Is a low carb diet and a ketogenic diet the same thing? A ketogenic diet is a low carb diet, but a low carb diet isn’t necessarily a ketogenic diet. A ketogenic diet is followed with the purpose of maintaining ketosis. Just being low carb does not guarantee ketosis.

I can’t afford to lose weight, can I go on a keto diet? Just because you are burning fat, doesn’t mean you’re constantly losing weight. A person can be in ketosis and maintain a steady weight. Those who do lose too much weight with this approach, may need to change the way they are achieving ketosis. Rather than using long fasts, they may need to eat more healthy dietary fat over several meals until a healthy weight has been achieved.

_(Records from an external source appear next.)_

PR #5204, opened 2022-10-14
feat(certs): use MeshConfig feature flag to enable MRC

### LINKED ISSUE #5041: Deprecate enableMeshRootCertificate binary flag

jaellio:
**Description**:

Replace binary flag with MeshConfig feature flag to enable the use
of the MRC. If OSM has been installed with
EnableMeshRootCertificate disabled, if the feature flag is then
enabled in the MeshConfig the control plane components must be
restarted in order to pick up on the enabled flag, and begin using
the MRC for certificate management.

Adds an e2e to check enabling the MRC after osm install for each
cert provider.

Dependent on #5201 
Resolves #5041 
Part of #4835 

**Testing done**:
- e2e
- Manual testing with demo

**Affected area**:

3. Has documentation corresponding to this change been updated in the [osm-docs](https://github.com/openservicemesh/osm-docs) repo (if applicable)? no

### DIFF
--- a/charts/osm/templates/osm-deployment.yaml
+++ b/charts/osm/templates/osm-deployment.yaml
@@ -63,12 +63,12 @@ spec:
             "--certificate-manager", "{{.Values.osm.certificateProvider.kind}}",
             "--trust-domain", "{{.Values.osm.trustDomain}}",
             {{ if eq .Values.osm.certificateProvider.kind "vault" }}
-            "--vault-host", "{{ required "osm.vault.host is required when osm.certificateProvider.kind==vault" .Values.osm.vault.host }}",
+            "--vault-host", "{{.Values.osm.vault.host}}",
             "--vault-port", "{{.Values.osm.vault.port}}",
             "--vault-protocol", "{{.Values.osm.vault.protocol}}",
-            "--vault-token", "{{ required "osm.vault.token is required when osm.certificateProvider.kind==vault and osm.vault.secret.name and osm.vault.secret.key are empty" .Values.osm.vault.token }}",
-            "--vault-token-secret-name",  "{{ required "osm.vault.secret.name is required when osm.certificateProvider.kind==vault and osm.vault.token is empty" .Values.osm.vault.secret.name }}",
-            "--vault-token-secret-key",  "{{ required "osm.vault.secret.key is required when osm.certificateProvider.kind==vault and osm.vault.token is empty" .Values.osm.vault.secret.key }}",
+            "--vault-token", "{{.Values.osm.vault.token}}",
+            "--vault-token-secret-name",  "{{ .Values.osm.vault.secret.name }}",
+            "--vault-token-secret-key",  "{{ .Values.osm.vault.secret.key }}",
             {{- end }}
             "--cert-manager-issuer-name", "{{.Values.osm.certmanager.issuerName}}",
             "--cert-manager-issuer-kind", "{{.Values.osm.certmanager.issuerKind}}",
--- a/charts/osm/templates/osm-deployment.yaml
+++ b/charts/osm/templates/osm-deployment.yaml
@@ -62,7 +62,6 @@ spec:
             "--ca-bundle-secret-name", "{{.Values.osm.caBundleSecretName}}",
             "--certificate-manager", "{{.Values.osm.certificateProvider.kind}}",
             "--trust-domain", "{{.Values.osm.trustDomain}}",
-            "--enable-mesh-root-certificate={{.Values.osm.featureFlags.enableMeshRootCertificate}}",
             {{ if eq .Values.osm.certificateProvider.kind "vault" }}
             "--vault-host", "{{ required "osm.vault.host is required when osm.certificateProvider.kind==vault" .Values.osm.vault.host }}",
             "--vault-port", "{{.Values.osm.vault.port}}",
--- a/charts/osm/templates/osm-deployment.yaml
+++ b/charts/osm/templates/osm-deployment.yaml
@@ -66,13 +66,9 @@ spec:
             "--vault-host", "{{ required "osm.vault.host is required when osm.certificateProvider.kind==vault" .Values.osm.vault.host }}",
             "--vault-port", "{{.Values.osm.vault.port}}",
             "--vault-protocol", "{{.Values.osm.vault.protocol}}",
-            {{ if and (empty .Values.osm.vault.secret.name) (empty .Values.osm.vault.secret.key) }}
             "--vault-token", "{{ required "osm.vault.token is required when osm.certificateProvider.kind==vault and osm.vault.secret.name and osm.vault.secret.key are empty" .Values.osm.vault.token }}",
-            {{- end }}
-            {{ if empty .Values.osm.vault.token }}
             "--vault-token-secret-name",  "{{ required "osm.vault.secret.name is required when osm.certificateProvider.kind==vault and osm.vault.token is empty" .Values.osm.vault.secret.name }}",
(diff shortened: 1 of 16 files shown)


charts/osm/templates/preset-mesh-root-certificate.yaml
```diff
@@ -1,4 +1,3 @@
-{{- if .Values.osm.featureFlags.enableMeshRootCertificate }}
```
keithmattix, line 1: We still need this right?

pkg/apis/config/v1alpha2/mesh_config.go
```diff
@@ -234,4 +234,7 @@ type FeatureFlags struct {
 
 	// EnableRetryPolicy defines if retry policy is enabled.
 	EnableRetryPolicy bool `json:"enableRetryPolicy"`
+
+	// EnableMeshRootCertificate defines if MRCs are used for certificate management.
```
keithmattix, line 238: Can we add a sentence saying that this feature flag requires a control plane restart?

pkg/validator/patch.go
```diff
@@ -130,7 +131,7 @@ func createOrUpdateValidatingWebhook(clientSet kubernetes.Interface, cert *certi
 						Port:      &webhookPort,
 					},
 					CABundle: cert.GetTrustedCAs()},
-				FailurePolicy: &failurePolicy,
+				FailurePolicy: &ignoreConnectionFailurePolicy,
```
keithmattix, line 134: Why this change and why here?

charts/osm/templates/preset-mesh-root-certificate.yaml
jaellio: We need the preset-mesh-root-certificate applied regardless of whether or not the used enables mesh root certificate rotation. If enableMeshRootCertificate was false initially false and the user then updated the flag to true, on restart the osm-bootstrap would need the preset-mesh-root-certificate. Our system is not currently designed to retroactively apply the preset-mesh-root-certificate configMap.

pkg/apis/config/v1alpha2/mesh_config.go
jaellio: Good idea. We'll also call this out and explain it in more depth in the docs.

pkg/validator/patch.go
jaellio: If enableMeshRootCertificate is set to true on OSM install an MRC will be created by the osm-bootstrap. The osm-controller and osm-injector will not have started up since they are waiting on the osm-bootstrap to be ready. If the validating webhook's failure policy is fail on failed connection to validating webhook server, MRC creation will fail in the osm-bootstrap since the osm-controller hasn't started up and therefore the validating webhook server hasn't been created. By ignoring connection failures specifically for the validation of the MRC, the osm-bootstrap can successfully create an MRC regardless of whether or not the osm-controller is ready.

charts/osm/templates/osm-deployment.yaml
```diff
@@ -62,18 +62,13 @@ spec:
             "--ca-bundle-secret-name", "{{.Values.osm.caBundleSecretName}}",
             "--certificate-manager", "{{.Values.osm.certificateProvider.kind}}",
             "--trust-domain", "{{.Values.osm.trustDomain}}",
-            "--enable-mesh-root-certificate={{.Values.osm.featureFlags.enableMeshRootCertificate}}",
             {{ if eq .Values.osm.certificateProvider.kind "vault" }}
-            "--vault-host", "{{ required "osm.vault.host is required when osm.certificateProvider.kind==vault" .Values.osm.vault.host }}",
```
jaellio, line 67: The host requirement could be added back. We do not make the same requirement in osm-injector deployment.

pkg/validator/patch.go
jsturtevant: This is part of the challenge of the way these are handled in the bootstrap.  How is this done for the meshconfiguraiton crd?

The issue with the ignore failure policy means that if for some reason the webhook is down later on down the road then we could allow multiple active MRCs into the system.

jaellio: We currently don't validate the MeshConfig.

jsturtevant: Is there a reason to use the bootstrapper to deploy the initial MRC?  

Could we include the yaml for MRC instead? I think it is pretty static?

jaellio: > Is there a reason to use the bootstrapper to deploy the initial MRC?
> 
> Could we include the yaml for MRC instead? I think it is pretty static?

Since we don't apply the CRDs using helm I can't create any CRs before applying the CRDs in the osm-bootstrap.

jaellio: As long as the ValidatingWebhookConfiguration has not been applied with the control plane validating webhook or the osm-controller is running, MRC creation will succeed. Since the osm-controller is responsible for creating the ValidatingWebhookConfiguration and the osm-controller hasn't started up, the MRC can be created by the osm-bootstrap during installation.

jaellio: I think this is less of an issue than I thought it was. I was concerned about the fresh install scenario, but I think this scenario is most applicable to enabling the `enableMeshRootCertificate` feature flag after install, and restarting all control plane components. 

Speaking with @jsturtevant, one possible solution to avoiding this timing issue is to only add the control plane webhook if `enableMeshRootCertificate` is set to true.

jsturtevant: Looks like this was dropped and we are still in good shape? The restart scenario was passing?  We also have tests covering the other scenario, where we do a fresh install and those are passing.

pkg/apis/config/v1alpha2/mesh_config.go
jaellio: Updated!

pkg/validator/patch.go
jaellio: Yep, I reverted the policy back to FAIL. The e2e that does a rolling restart is passing. I think conditionally applying the control plane webhook would be a nice feature to have, but I don't think the additional complexity is worth it in this case.

jsturtevant (approved):

cmd/cli/install_test.go
```diff
@@ -373,35 +373,6 @@ var _ = Describe("Running the install command", func() {
 			err := installCmd.run(config)
 			Expect(err.Error()).To(ContainSubstring("osm.vault.host is required"))
 		})
-
-		It("should error when token and token secret key are not set", func() {
```
keithmattix, line 377: Why were these removed?

keithmattix (approved):

cmd/cli/install_test.go
keithmattix: Spoke with Jackie about this offline; we're good to go

cmd/osm-bootstrap/osm-bootstrap.go
```diff
@@ -328,13 +324,24 @@ func (b *bootstrap) ensureMeshConfig() error {
 	return nil
 }
 
-// initiatilizeKubernetesEventsRecorder initializes the generic Kubernetes event recorder and associates it with
+// shouldCreateMeshRootCertificate gets the MeshConfig and returns the values of the enableMeshRootCertificate
+// feature flag
+func (b *bootstrap) shouldCreateMeshRootCertificate() bool {
+	config, err := b.configClient.ConfigV1alpha2().MeshConfigs(b.namespace).Get(context.TODO(), meshConfigName, metav1.GetOptions{})
```
steeling, line 330: can we have this also check if a meshRootCertificate already exists? If there are any we should not create a new one.

steeling (approved):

Doesn’t the brain need glucose? The brain needs a constant supply of energy. The brain can burn ketones, but even under the best of circumstances, ketones can only provide about 2/3rds what the brain needs. The brain’s energy supply needs to include glucose, so yes, the brain needs glucose. This doesn’t mean you need to eat sugar or carbohydrates to ensure your brain gets glucose. The body can make its own glucose, a process called gluconeogenesis, through breaking down proteins or glycerol from triglycerides. But just because glucose is present doesn’t mean the brain can access it. The brain cannot metabolize glucose without insulin, it could be swimming in glucose without the ability to use it. This is one of the reasons avoiding/reducing insulin resistance is so important for ApoE4s. See Insulin Resistance. A ketogenic diet helps with lowering insulin resistance, so in addition to providing a secondary source of fuel for the brain, it helps the brain access the primary source of fuel.

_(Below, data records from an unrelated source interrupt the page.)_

PR #933, opened 2018-01-02
Fixes #928: Made local WBEM URIs compliant to DSP0207

### LINKED ISSUE #928: WBEM URIs generated by str() miss a leading slash
The WBEM URI format defined in DSP0207 defines certain components in the WBEM URI as optional. A WBEM URI that omits the optional namespace type (URI scheme) and authority components then still has a leading slash before the namespace component, e.g. `/root/cimv2:CIM_Class.k=1`.

However, the WBEM URIs created by pywbem in `CIMInstanceName.__str__()` and `CIMClassName.__str__()` do not have that leading slash when the host component is `None`, they create `root/cimv2:CIM_Class.k=1` or `root/cimv2:CIM_Class`.

Because the WBEM URI is not used anywhere in MOF or in the CIM-XML protocol, we likely can fix the format in pywbem without breaking anything between the client library's API and the WBEM server.

When we fix it, the creating of the `CIMObject` header field value for instance paths which is currently done by using `CIMInstanceName.__str__()` must be adjusted, because for that header field value, the leading slash must not be present (see DSP0200).

andy-maier:
**Note:** This PR contains changes that cause the generated WBEM URIs to be conformant to DSP0207, including the leading slash for local WBEM URIs. Issue #938 attempts to confirm whether DSP0207 is intended as written, so we should wait for the outcome of that clarification before merging.

Otherwise, ready for review. 


andy-maier:
Rebasing after merging the underlying PRs, for easier reviewability.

I heard ketosis can raise glucose and cause Physiological Insulin Resistance, isn’t that bad? It is true that some people who go low carb or ketogenic discover that despite being very strict to the diet, their fasting glucose levels become elevated (> 90 mg/dL). This is called Physiological Insulin Resistance, but it is benign, a condition very different from the insulin resistance associated with Type 2 Diabetes. It occurs as a result of metabolic adaptation when the muscle tissue becomes insulin resistant in order to preserve serum glucose availability for the brain. It can, however, result in a failed glucose tolerance test. If directed to take an oral glucose tolerance test, increase carbohydrate intake to ~150g for a few days and then take the test. The few days of increased carbohydrate intake will let the body adapt to increased carbohydrate availability and the physiological insulin resistance will go away.

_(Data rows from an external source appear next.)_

PR #935, opened 2018-01-03
Improvements and fixes in CIM object's tomof(), part 1

### LINKED ISSUE #900: Cover embedded objects in CIMProperty.tomof()
This issue was triggered by the following TODO in `CIMProperty.tomof()` (in `cim_obj.py`):

W:3355, 0: TODO ks 8/16 do special formatting for this so output (fixme)

1. Add testcases for instance property values and class property default values that are embedded classes & instances.
2. Fix any issues.

andy-maier:
This is part 1 of a number of updates to the `tomof()` methods of the CIM object classes.
This PR was originally intended to address issue #900, but that will now be done by a subsequent part.
Ready for review and merge.

### DIFF
--- a/docs/changes.rst
+++ b/docs/changes.rst
@@ -123,6 +123,16 @@ Incompatible changes
 * The global `tocimxml()` function now raises `TypeError` if it cannot
   convert the input value. Previously, it raised `ValueError`.
 
+* The `CIMQualifierDeclaration.tomof()` method now generates the flavor
+  keywords only if the `tosubclass` and `overridable` attributes are set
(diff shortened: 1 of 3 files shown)


andy-maier:
**Discussion points:**

* Flavors in `CIMQualifierDeclaration`: They have an officially documented state of `None` which exists for historical reasons, but does not really make sense. For example, the old `tomof()` method before this change defaulted them. See the new unit testcases for the difference. Should they not better be defaulted when creating the object?

andy-maier:
We agreed that we would go forward with this amount of changes and call it a stage 1.

PR #939, opened 2018-01-03
Fixes #936, association class with alias breaks mof_compiler

### LINKED ISSUE #936: mof compiler fails with build of assoc with alias
The changes made in pr 903 (changes to atomic_to_cim_xml) causes a failure in the mof compiler when building aliases for instances with reference properties.   The code causing the problem is below.

        try:
            # build instance property from class property but without
            # qualifiers, default value,
            pprop = cprop.copy()
            pprop.qualifiers = NocaseDict(None)
            pprop.value = tocimobj(cprop.type, pval)
            inst.properties[pname] = pprop
            # if alias and this is key property, add keybinding
            if alias and 'key' in cprop.qualifiers:
                keybindings[pname] = atomic_to_cim_xml(pprop.value)

        except ValueError as ve:
            ce = CIMError(CIM_ERR_INVALID_PARAMETER,
                          'Invalid value for property %s: %s' %
                          (pname, str(ve)))
            ce.file_line = (p.parser.file, p.lexer.lineno)
            raise ce

Apparently CIMInstance name was considered as a valid input to atomic before but is not after the change in the pr

The offending mof is probably driven by the class mof below where the two references are keys

        [Association, Description(" Family gathers person to family.") ]
        class TST_MemberOfFamilyCollection {
           [key] TST_Person ref family;
           [key] TST_Person ref member;
        };

and the following instance that defines an alias for this:

        instance of TST_MemberOfFamilyCollection as $SofiMember
        {
            family = $Family1;
            member = $Sofi;
        };

KSchopmeyer:
Changed compiler to let CIMinstanceName stringify keybinding values.

Added test for compile of association instances with reference property
keys which is what was broken.

### DIFF
--- a/docs/changes.rst
+++ b/docs/changes.rst
@@ -236,6 +236,10 @@ Bug fixes
   the return value of CIM methods, by raising `ValueError` if
   `CIMMethod.return_value` is initialized or set to "reference".
 
+* Fixed issue introduced in mof_compiler when atomic_to_cimxml was cleaned up
+  that did not allow using alias with some association classes.  Also
+  added test for this issue. See issue #936
+
 Cleanup
 ^^^^^^^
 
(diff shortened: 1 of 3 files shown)


KSchopmeyer:
That was a one line change.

If I splurge at a wedding, special family gathering, etc. will it knock me out of ketosis? Recognize the longer you've been in ketosis, the faster you'll bounce back. You may fall out of ketosis temporarily, but if you are keto-adapted or fat adapted, it doesn’t mean you’ve lost metabolic flexibility, you still have the ability to make ketones if you return to eating ketogenically in a timely manner. In fact, periodic, short term detours from eating low carb might be a good thing. There are some who advocate a cyclic ketogenic diet or carb nights. This is based on the concept of hormesis, i.e. a beneficial effect is achieved from a low dose of a stressful event which would otherwise be highly detrimental in higher doses. After all, our ancestors ate according to seasonal cycles, fattening up for the winter. So an occasional celebration may not be such a bad thing. But individual results may vary. If cognitive issues result from any dietary deviation, then it is probably best to stick to the diet.

Can you be ketogenic as a vegan? One can maintain ketosis with a vegan diet very easily by using avocados, olive oil, nuts and intermittent fasting.

Who shouldn’t do a ketogenic diet? If you are diabetic and on medication, e.g. insulin, if you are on medication for high blood pressure, or if you are breastfeeding it would be best to seek support from a medical professional familiar with ketogenic diets before pursuing one.